Maybe throw in a few gators. 
Problem solved.


----------



## polebender (Oct 29, 2011)

I remember when I was a kid, probably preteen or early teens, it was a rare sight to see Canadian geese! And it was almost always when they were flying overhead. You almost never seen them on the ground. Pretty amazing how many of them there are now!


----------



## garhtr (Jan 12, 2009)

buckeyebowman said:


> "Why should I waste all that time, effort, and money hunting a bird that tastes like rubber?

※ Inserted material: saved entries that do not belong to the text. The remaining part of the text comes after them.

PR #44, opened 2020-10-10
To access OpFastScintillation class from sbncode

marcodeltutto:
SBN needs to access `OpFastScintillation::detectedDirectHits()` and `OpFastScintillation::detectedReflecHits()` in order to get an estimation of the photons that arrive to optical detectors using the semi-analytical approach instead of the photon library. Currently, those two methods are private. This PR changes them to public. 

`detectedDirectHits` and `detectedReflecHits` should be provided by a service (similarly to the `PhotonVisibilityService`) and this is planned to be done in the future when things will be moved to `larg4`. For now, we need to access them in this way.

### DIFF
--- a/larsim/LegacyLArG4/OpFastScintillation.cxx
+++ b/larsim/LegacyLArG4/OpFastScintillation.cxx
@@ -2192,15 +2192,15 @@ namespace larg4 {
 
   // ---------------------------------------------------------------------------
 
-  constexpr double
-  acos_table(const double x)
-  {
-    if (x < 0. || x > 1.) {
-      std::cout << "Range out of bounds in acos_table, only defined in [0, 1]" << std::endl;
-      exit(0);
-    }
-    return acos_arr[std::round(acos_bins * x)];
-  }
+  // constexpr double
+  // acos_table(const double x)
+  // {
+  //   if (x < 0. || x > 1.) {
+  //     std::cout << "Range out of bounds in acos_table, only defined in [0, 1]" << std::endl;
+  //     exit(0);
+  //   }
+  //   return acos_arr[std::round(acos_bins * x)];
+  // }
 
   double
   fast_acos(double x)
--- a/larsim/LegacyLArG4/OpFastScintillation.cxx
+++ b/larsim/LegacyLArG4/OpFastScintillation.cxx
@@ -581,7 +581,6 @@ namespace larg4 {
 
     // Get the visibility vector for this point
     assert(fPVS);
-    NOpChannels = fPVS->NOpChannels();
 
     G4int nscnt = 1;
     if (Fast_Intensity && Slow_Intensity) nscnt = 2;
@@ -740,7 +739,7 @@ namespace larg4 {
       //std::cout << "++++++++++++" << Num << "++++++++++" << std::endl;
 
       // here we go: now if visibilities are invalid, we are in trouble
-      //if (!Visibilities && (NOpChannels > 0)) {
+      //if (!Visibilities && (fPVS->NOpChannels() > 0)) {
       //  throw cet::exception("OpFastScintillator")
       //    << "Photon library does not cover point " << ScintPoint << " cm.\n";
       //}
@@ -750,7 +749,7 @@ namespace larg4 {
       // detected photons from direct light
       std::map<size_t, int> DetectedNum;
       if (Visibilities && !usesSemiAnalyticModel()) {
-        for (size_t const OpDet : util::counter(NOpChannels)) {
+        for (size_t const OpDet : util::counter(fPVS->NOpChannels())) {
           if (fOpaqueCathode && !isOpDetInSameTPC(ScintPoint, fOpDetCenter.at(OpDet))) continue;
           int const DetThis = std::round(G4Poisson(Visibilities[OpDet] * Num));
           if (DetThis > 0) DetectedNum[OpDet] = DetThis;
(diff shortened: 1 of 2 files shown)


absolution1:
trigger build

larsim/LegacyLArG4/OpFastScintillation.hh
```diff
@@ -464,8 +464,8 @@ namespace larg4 {
   double model_far(double*, double*);
 
   static const size_t acos_bins = 2000000;
-  static std::array<double, acos_bins + 1>
-    acos_arr; // to get minimum resolution of 0.0000005 in [0,1]
+  // static std::array<double, acos_bins + 1>
+  //   acos_arr; // to get minimum resolution of 0.0000005 in [0,1]
```
knoepfel: Recommend removing the lines instead of commenting them out.

larsim/LegacyLArG4/OpFastScintillation.cxx
```diff
@@ -2192,15 +2192,15 @@ namespace larg4 {
...
-  }
+  // constexpr double
+  // acos_table(const double x)
+  // {
+  //   if (x < 0. || x > 1.) {
+  //     std::cout << "Range out of bounds in acos_table, only defined in [0, 1]" << std::endl;
+  //     exit(0);
+  //   }
+  //   return acos_arr[std::round(acos_bins * x)];
+  // }
```
knoepfel: Recommend removing instead of commenting out.

larsim/LegacyLArG4/OpFastScintillation.hh
```diff
@@ -259,6 +259,13 @@ namespace larg4 {
     void getVISTimes(std::vector<double>& arrivalTimes, const TVector3 &ScintPoint, const TVector3 &OpDetPoint);
     // Visible component timing parameterisation
 
+    void detectedDirectHits(std::map<size_t, int>& DetectedNum,
+                            const double Num,
+                            geo::Point_t const& ScintPoint);
+    void detectedReflecHits(std::map<size_t, int>& ReflDetectedNum,
+                            const double Num,
+                            geo::Point_t const& ScintPoint);
```
knoepfel: Now that these functions are public, is it possible to mark them as `const`?  This may require marking other member functions as `const` also.  The goal is to avoid adjusting the internal state of the class from outside.

larsim/LegacyLArG4/OpFastScintillation.cxx
aihimmel: Removing this was general cleanup? Not that it's a bad idea, just trying to understand since it seems unrelated to the main purpose of the PR.

larsim/LegacyLArG4/OpFastScintillation.cxx
```diff
@@ -1577,7 +1577,7 @@ namespace larg4 {
 
     // detemine hits on each PD
     const std::array<double, 3> hotspot = {plane_depth, ScintPoint.Y(), ScintPoint.Z()};
-    for (size_t const OpDet : util::counter(NOpChannels)) {
+    for (size_t const OpDet : util::counter(fPVS->NOpChannels())) {
```
aihimmel, line 1579: Should the NOpChannels member be removed? Where else is it being used? If not, why not keep it here?

larsim/LegacyLArG4/OpFastScintillation.cxx
```diff
@@ -1501,7 +1501,7 @@ namespace larg4 {
                                           const double Num,
                                           geo::Point_t const& ScintPoint)
   {
-    for (size_t const OpDet : util::counter(NOpChannels)) {
+    for (size_t const OpDet : util::counter(fPVS->NOpChannels())) {
```
aihimmel, line 1503: Should the NOpChannels member be removed? Where else is it being used? If not, why not keep it here?

larsim/LegacyLArG4/OpFastScintillation.hh
marcodeltutto: Yes, good point, thanks. Done with commit 8721ec9.

larsim/LegacyLArG4/OpFastScintillation.hh
marcodeltutto: Done with d829239.

larsim/LegacyLArG4/OpFastScintillation.cxx
marcodeltutto: Lines removed with d829239.
It was cleanup but it was also related to this PR. The variable `acos_arr` was unused, causing `sbndcode` to fail compilation. I can of course change to compiler flags in `sbndcode` when it compiles this part, but I think it is cleaner to just remove the unused variable.

larsim/LegacyLArG4/OpFastScintillation.cxx
marcodeltutto: Yes, thanks, done with a4c7c2e.

larsim/LegacyLArG4/OpFastScintillation.cxx
marcodeltutto: Yes, thanks, done with a4c7c2e.

larsim/LegacyLArG4/OpFastScintillation.cxx
marcodeltutto: It removed the `NOpChannels` member because it was not initialized in the constructor, and so depending on how you call this class you may not get `NOpChannels` properly initialized. I can either move the initialization to the constructor, or just remove this variable as the number of op dets is provided by the service. I preferred to go the second way as I thought it was cleaner.

marcodeltutto:
Hello, if possible, we would need this in the next LArSoft release. Please let me know if anything else is needed from my side. @knoepfel @aihimmel

lgarren:
trigger build

larsim/LegacyLArG4/OpFastScintillation.cxx
aihimmel: OK, sounds good good.

aihimmel:
Looks OK to me. Sorry for the delay. Approve.

wesketchum:
Thanks @aihimmel.

Regarding the failed/warning on the tests, probably an expert eye needed. It's not clear to me that these are related to this PR, or to other underlying issues common to other tests. Sorry if I'm adding noise, but just trying to help push this along.

lgarren:
@wesketchum  If you can help get those CI tests updated, we will be delighted. ;)

lgarren:
approve

PR #46, opened 2020-10-26
added option to bypass ifdh copying of corsika shower db files and use a direct file path instead

pgreen135:
I've added an option to use a direct file path for a corsika database file instead of copying using ifdh, analogous to option in genie. I have been using this approach on Theta (ALCF) to a). minimise the copying required at large scale and b). to allow ifdh to be avoided, due to frequent unexplained segfaults when copying files with ifdh on Theta's filesystem (possibly a memory issue? the seg faults occur while copying db files or flux files, but sporadically and not always at the same point in the code). 

This is controlled by a new fhicl parameter, fShowerCopyType, which can either be "IFDH" (default) or "DIRECT". As default the standard IFDH copying is used, so unless this parameter is set this change should be invisible.


absolution1:
trigger build

lgarren:
trigger build

the uboone suite is now updated

absolution1:
approve

lgarren:
CI tests are normal

lgarren:
approve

 Rubber  --- I'll take goose over pheasant, marinated and smoked goose is tough to beat.
Roasted whole and stuffed with sauerkraut n onions-- yum.
Goose/duck jerky is a staple in my pack from Oct- Feb.
The resident geese are a problem and there's no easy solution most locate in no hunting area's. (I've been told egg shaking is the most effective method for controlling populations)


----------



## scioto_alex (Dec 30, 2015)

I'm with polebender on this one, when I was a kid it was a big deal to see or hear geese. We would go to the Scioto at Griggs park with our old stale bread to feed to the ducks and geese. Almost like a small version of going to the zoo. There were hundreds of them, because they knew where the food was. 

But they were a problem, for reasons already described in this thread, including the way the geese would nibble the grass down absolutely to bare earth. (They must swallow a lot of grit. Don't birds do that anyway, for the gizzard?)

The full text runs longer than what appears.